Start of Extracted data

PR #837, opened 2025-10-09
Feature/multipatch single file

clebreto:
# Unstructured Grid VTK Export - Summary

## Overview
Successfully implemented single-file VTK unstructured grid export for multi-patch geometries in G+Smo, with support for both ASCII and binary (base64) formats.

### Functions Added
1. **`gsWriteParaviewUnstructuredGrid(const gsMultiPatch<T>&, string, unsigned, bool)`**
   - Exports multi-patch geometry to single .vtu file
   - Includes PatchID cell data for patch identification
   
2. **`gsWriteParaviewUnstructuredGrid(const gsField<T>&, string, unsigned, bool)`**
   - Exports field (geometry + solution) to single .vtu file
   - Includes both geometry and field data

### Features
- **Format Support**: Both ASCII (default) and base64 binary encoding
- **Backward Compatibility**: Original multi-file structured grid export still available
- **Integration**: Works with existing `gsView` tool via `--base64` flag
- **Pixi Support**: Project configured with pixi for reproducible builds

#### ASCII Format
- **Command**: `pixi run gsview-ascii`
- **Output File**: `car_ascii.vtu` (129M)
- **Points**: 1,518,800
- **Cells**: 1,230,228
- **Format**: `format="ascii"` in DataArray elements

#### Binary Format
- **Command**: `pixi run gsview-binary`
- **Output File**: `car_binary.vtu` (87M)
- **Points**: 1,518,800
- **Cells**: 1,230,228
- **Format**: `format="binary"` in DataArray elements (base64 encoded)
- **File Size Reduction**: 32% smaller than ASCII (87M vs 129M)

### Format Comparison

| Feature | ASCII | Binary (Base64) |
|---------|-------|----------------|
| File Size (car.xml) | 129 MB | 87 MB |
| Compression | None | 32% reduction |
| Human Readable | Yes | No |
| ParaView Compatible | Yes | Yes |
| Performance | Slower I/O | Faster I/O |

### Build with Pixi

End of Extracted data

**Work order:**
The response must consist solely of the lines from the one with "Readable | Yes | No |" through the end of the listing above, copied exactly; please include the first and the last.

**Problem solution:**
| Human Readable | Yes | No |
| ParaView Compatible | Yes | Yes |
| Performance | Slower I/O | Faster I/O |

### Build with Pixi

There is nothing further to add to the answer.